In the records below, some lines hold the word "MULTILINE". Copy each of those lines.

#### [Working data]
---*---

PR #361, opened 2021-03-20
feat: Support versions on random positions

jaysonsantos:
First thanks for this quite good project!

## Description
This is a rather confusing logic but I decided to send this PR as a way to start the conversation.
I am trying to use commitizen to bump rust projects and its default way works fine when bumping the version inside a `Cargo.toml` as usually, your own package's version is on the top. But if you have a lock file, rust also bumps the version there. This PR was done in a way to bump the version only after something is matched, in the example, I used the project name so the versions_file could have something like `Cargo.lock:version:project-name` where it only bumps version if the project name was found before it.

## Checklist

## Expected behavior
Bumping versions on `Cargo.lock` or any other file, should bump only the intended line.

Try to bump any Cargo.lock file or any file that can have your own version, randomly placed in it.

### DIFF
--- a/commitizen/bump.py
+++ b/commitizen/bump.py
@@ -150,26 +150,25 @@ def update_version_in_files(
     """
     # TODO: separate check step and write step
     for location in files:
-        filepath, *regexes = location.split(":", maxsplit=1)
+        filepath, *regexes = location.split(":")
         regex = regexes[0] if regexes else None
-
-        # Read in the file
-        file_content = []
         current_version_found = False
-        with open(filepath, "r") as version_file:
-            for line in version_file:
-                if regex:
-                    match = re.search(regex, line)
-                    if not match:
-                        file_content.append(line)
-                        continue
 
-                # Replace the target string
-                if current_version in line:
-                    current_version_found = True
-                    file_content.append(line.replace(current_version, new_version))
-                else:
-                    file_content.append(line)
+        version_file = open(filepath, "r").read()
+        match = regex and re.search(regex, version_file, re.MULTILINE)
+        if match:
+            left = version_file[: match.end()]
+            right = version_file[match.end() :]
+            line_break = _get_line_break_position(right)
+            middle = right[:line_break]
+            current_version_found = current_version in middle
+            right = right[line_break:]
+            version_file = left + middle.replace(current_version, new_version) + right
+
+        if not regex:
+            current_version_regex = _version_to_regex(current_version)
+            current_version_found = current_version_regex.search(version_file) and True
+            version_file = current_version_regex.sub(new_version, version_file)
 
         if check_consistency and not current_version_found:
             raise CurrentVersionNotFoundError(
@@ -180,7 +179,17 @@ def update_version_in_files(
 
         # Write the file out again
         with open(filepath, "w") as file:
-            file.write("".join(file_content))
+            file.write("".join(version_file))
+
+
+def _get_line_break_position(text: str) -> int:
+    position = text.find("\n")
+    return max(position, 0)
+
+
+def _version_to_regex(version: str):
+    clean_regex = version.replace(".", r"\.").replace("+", r"\+")
+    return re.compile(f"\\b{clean_regex}\\b")
 
 
 def create_tag(version: Union[Version, str], tag_format: Optional[str] = None):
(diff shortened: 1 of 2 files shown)


Lee-W:
Hi @jaysonsantos, thanks for this PR. This one looks like a rust-specific solution to me. I'm thinking of using regex like `name = "there-i-fixed-it"\nversion = "\d\.\d\.\d\."`'. But currently, we're paring it by line. We might need to re-implement this method

jaysonsantos:
Hey there @Lee-W that was my first try and then I found out it was line based.
What if I change it to regex replace on the whole file with limit of one?

Woile:
Hey thanks for the contribution, this looks like a nice feature to have.

I think a re-implementation of the line based regex would be really cool , but we should not forget the no regex case.
Looking forward to see it 💪🏻

Lee-W:
I don't have a clear idea of how this should be implemented. Maybe we could discuss more on this thread before we implement the new version 🙂

jaysonsantos:
One of the ways I see this working is:
- Read the whole file contents into a variable
- Search with a regex so you get the start-end of the match
- Seek to the end of the match, get everything from there until the next \n or eof
- Replace only between the end of the match until \n or eof

jaysonsantos:
Hey there folks, check the latest commit I sent to see the implementation https://github.com/commitizen-tools/commitizen/pull/361/commits/4ee04dcf6496ba061067bd58cfe651b342326068

jaysonsantos:
Sorry, I forgot that bumpversion uses a bunch of python versions and I used the walrus operator

jaysonsantos:
Ok, no walrus operator now

Lee-W:
@jaysonsantos Thanks for your immediate update 🎉 The behavior is slightly changed (update all v.s. update the last one). I'm not sure whether we should consider it as a breaking change. We might need to describe it in our documentation clearly. Also, I'm thinking of displaying a warning if there're multiple regex matches.

jaysonsantos:
> The behavior is slightly changed (update all v.s. update the last one).

I didn't get I think it is the same logic, no?
The old one would loop through all lines and replace exact matches of the old version to the new one. This https://github.com/commitizen-tools/commitizen/pull/361/files#diff-ed9bead31489109a8441fbfb00d2ddec00198489b0702bab164825c2d3bd9b4fR191 will be even more strict as it will only update if the exact version is surrounded by boundaries, so v1.2.3 wouldn't be changed.
I **THINK** it does not break compatibility, if you can think of a test, can you send me and I add a case for it?

commitizen/bump.py
```diff
@@ -150,26 +150,25 @@ def update_version_in_files(
...
-                        continue
-
-                # Replace the target string
-                if current_version in line:
-                    current_version_found = True
-                    file_content.append(line.replace(current_version, new_version))
-                else:
-                    file_content.append(line)
+
+        version_file = open(filepath, "r").read()
```
Lee-W, line 157: Should we use `with open` here?

commitizen/bump.py
```diff
@@ -150,26 +150,25 @@ def update_version_in_files(
...
+            right = version_file[match.end() :]
+            line_break = _get_line_break_position(right)
+            middle = right[:line_break]
+            current_version_found = current_version in middle
+            right = right[line_break:]
+            version_file = left + middle.replace(current_version, new_version) + right
+
+        if not regex:
+            current_version_regex = _version_to_regex(current_version)
+            current_version_found = current_version_regex.search(version_file) and True
```
Lee-W, line 170: What is this `and True` for?

Lee-W:
> > The behavior is slightly changed (update all v.s. update the last one).
> 
> I didn't get I think it is the same logic, no?
> The old one would loop through all lines and replace exact matches of the old version to the new one. This https://github.com/commitizen-tools/commitizen/pull/361/files#diff-ed9bead31489109a8441fbfb00d2ddec00198489b0702bab164825c2d3bd9b4fR191 will be even more strict as it will only update if the exact version is surrounded by boundaries, so v1.2.3 wouldn't be changed.
> I **THINK** it does not break compatibility, if you can think of a test, can you send me and I add a case for it?

I'm actually ok with it. Just raise this issue as I was not yet familiar enough with the changes.

jaysonsantos:
@Lee-W you can take a look again

Lee-W (approved):
Looks good to me 😃

PR #370, opened 2021-04-09
ci(version): fix poetry project version and version_files config

Lee-W:
## Description
We didn't clearly specify which version should be updated in `pyproject.toml`. After the fix of #361, we need to clearly specify it.

## Checklist

## Expected behavior
Run `cz bump` and bump the version correctly

1. Run `cz bump`
2. Check the version in `pyproject.toml` in `poetry` and `commitizen` section

### DIFF
--- a/pyproject.toml
+++ b/pyproject.toml
@@ -2,8 +2,9 @@
 version = "2.17.1"
 tag_format = "v$version"
 version_files = [
-  "pyproject.toml:version",
-  "commitizen/__version__.py"
+    "pyproject.toml:[tool.commitizen]\nversion",
+    "pyproject.toml:[tool.poetry]\nname = \"commitizen\"\nversion",
+    "commitizen/__version__.py"
 ]
 
 [tool.black]
@@ -29,7 +30,7 @@ exclude = '''
 
 [tool.poetry]
 name = "commitizen"
-version = "2.17.0"
+version = "2.17.1"
 description = "Python commitizen client tool"
 authors = ["Santiago Fraire <santiwilly@gmail.com>"]
 license = "MIT"


Woile:
Because we are using `ci` it won't trigger a new pypi deployment. Should we deploy manually or use `fix` instead?

Woile:
We should probably update the https://github.com/commitizen-tools/commitizen/blob/master/docs/config.md
Unfortunately I think this is a breaking change, we could fix it if we update the config before updating the version numbers I think.

https://github.com/commitizen-tools/commitizen/blob/master/commitizen/commands/bump.py#L179
https://github.com/commitizen-tools/commitizen/blob/master/commitizen/commands/bump.py#L211

What do you think?

Lee-W:
> Because we are using `ci` it won't trigger a new pypi deployment. Should we deploy manually or use `fix` instead?

Yes, I think it would be better that we manually push this one. Forget to mention it 🤦🏻

Lee-W:
> We should probably update the https://github.com/commitizen-tools/commitizen/blob/master/docs/config.md

I agree we should update the documentation as well.

> Unfortunately I think this is a breaking change, we could fix it if we update the config before updating the version numbers I think.
> 
> https://github.com/commitizen-tools/commitizen/blob/master/commitizen/commands/bump.py#L179
> https://github.com/commitizen-tools/commitizen/blob/master/commitizen/commands/bump.py#L211
> 

I'm afraid I did not understand what you mean. Could you describe it a bit more? 🙂

Woile:
I think a solution would be to check for all occurrences when running the regex, that would solve the reported issue and the issue with not modifying the poetry version.

Before we were updating all changes in a file, right? now it seems like we update only one

Lee-W:
I think what you propose makes sense 👍  I'm thinking of first manually push 2.7.1, then merge this one. After all these step, we could create an issue to fix it. What do you think of the steps?

Woile:
I would only update the version in the `tool.poetry`. If we fix the `version_files`, the one we currently have configured should work, right? 
I will publish manually to pypi

Lee-W:
Sounds good 👍 Then, I'll close this PR

PR #372, opened 2021-04-09
fix(wip): add test for current breaking change

Woile:
## Description
This is a WIP to fix the current BREAKING CHANGE which includes the test that should pass. 
Because we don't want to bump, we should provide a fix of the breaking change.
In the meanwhile you can use commitizen<2.17.0

## Checklist

### DIFF
--- a/commitizen/bump.py
+++ b/commitizen/bump.py
@@ -157,15 +157,17 @@ def update_version_in_files(
         with open(filepath, "r") as f:
             version_file = f.read()
 
-        match = regex and re.search(regex, version_file, re.MULTILINE)
-        if match:
-            left = version_file[: match.end()]
-            right = version_file[match.end() :]
-            line_break = _get_line_break_position(right)
-            middle = right[:line_break]
-            current_version_found = current_version in middle
-            right = right[line_break:]
-            version_file = left + middle.replace(current_version, new_version) + right
+        if regex:
+            for match in re.finditer(regex, version_file, re.MULTILINE):
+                left = version_file[: match.end()]
+                right = version_file[match.end() :]
+                line_break = _get_line_break_position(right)
+                middle = right[:line_break]
+                current_version_found = current_version in middle
+                right = right[line_break:]
+                version_file = (
+                    left + middle.replace(current_version, new_version) + right
+                )
 
         if not regex:
             current_version_regex = _version_to_regex(current_version)
--- a/tests/test_bump_update_version_in_files.py
+++ b/tests/test_bump_update_version_in_files.py
@@ -126,6 +126,18 @@ def test_random_location(random_location_version_file):
         assert len(re.findall(new_version, data)) == 1
 
 
+def test_duplicates_are_change_with_no_regex(random_location_version_file):
+    old_version = "1.2.3"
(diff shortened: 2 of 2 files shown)


Woile:
Oh nice @Lee-W ! 💪🏻

commitizen/bump.py
```diff
@@ -157,15 +157,17 @@ def update_version_in_files(
...
-        if match:
-            left = version_file[: match.end()]
-            right = version_file[match.end() :]
-            line_break = _get_line_break_position(right)
-            middle = right[:line_break]
-            current_version_found = current_version in middle
-            right = right[line_break:]
-            version_file = left + middle.replace(current_version, new_version) + right
+        if regex:
+            for match in re.finditer(regex, version_file, re.MULTILINE):
```
jaysonsantos, line 161: Hey there, sorry to hear that my change broke the tool.
I think this approach could have a problem if the version would have a decimal change like from 9 to 10 as IIRC finditer still holds a reference to an old string

jaysonsantos: To reproduce the error you could use this:
```patch
diff --git a/tests/test_bump_update_version_in_files.py b/tests/test_bump_update_version_in_files.py
index aebd879..3d289e2 100644
--- a/tests/test_bump_update_version_in_files.py
+++ b/tests/test_bump_update_version_in_files.py
@@ -39,15 +39,39 @@ REPEATED_VERSION_NUMBER = """
 CARGO_LOCK = """
 [[package]]
 name = "textwrap"
-version = "1.2.3"
+version = "1.2.9"
 
 [[package]]
 name = "there-i-fixed-it"
-version = "1.2.3"
+version = "1.2.9"
 
 [[package]]
 name = "other-project"
-version = "1.2.3"
+version = "1.2.9"
+
+[[package]]
+name = "other-project"
+version = "1.2.9"
+
+[[package]]
+name = "other-project"
+version = "1.2.9"
+
+[[package]]
+name = "other-project"
+version = "1.2.9"
+
+[[package]]
+name = "other-project"
+version = "1.2.9"
+
+[[package]]
+name = "other-project"
+version = "1.2.9"
+
+[[package]]
+name = "other-project"
+version = "1.2.9"
 """
 
 
@@ -115,8 +139,8 @@ def test_partial_update_of_file(version_repeated_file):
 
 
 def test_random_location(random_location_version_file):
-    old_version = "1.2.3"
-    new_version = "2.0.0"
+    old_version = "1.2.9"
+    new_version = "1.2.10"
     location = f"{random_location_version_file}:there-i-fixed-it.+\nversion"
 
     bump.update_version_in_files(old_version, new_version, [location])
@@ -127,8 +151,8 @@ def test_random_location(random_location_version_file):
 
 
 def test_duplicates_are_change_with_no_regex(random_location_version_file):
-    old_version = "1.2.3"
-    new_version = "2.0.0"
+    old_version = "1.2.9"
+    new_version = "1.2.10"
     location = f"{random_location_version_file}:version"
 
     bump.update_version_in_files(old_version, new_version, [location])

```

i think that a way (hacky though) to fix this would keep and offset variable that gets the string difference from the old version to the new (it can be positive and negative) so you take accountable this kind of problem

PR #374, opened 2021-04-17
fix: fix multiple versions bumps when version changes the string size

jaysonsantos:
## Description

As I've commented [here](https://github.com/commitizen-tools/commitizen/pull/372#discussion_r615275718) the bug fix that fixes my bug also introduces a new one.
If you have a file that has many `version = 1.0.9` and you bump to `1.1.10` every time you bump the version, the file increases 1 byte, and `re.findall` keeps a reference to the old string making every iteration point to a character back like (version, versio, versi, vers, and etc) to the point where it would move to previous likes and the check that makes sure that the current version is found on the current line fails.

## Checklist

## Expected behavior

---*---

#### [Answer section]
+        match = regex and re.search(regex, version_file, re.MULTILINE)
-        match = regex and re.search(regex, version_file, re.MULTILINE)
+            for match in re.finditer(regex, version_file, re.MULTILINE):
+            for match in re.finditer(regex, version_file, re.MULTILINE):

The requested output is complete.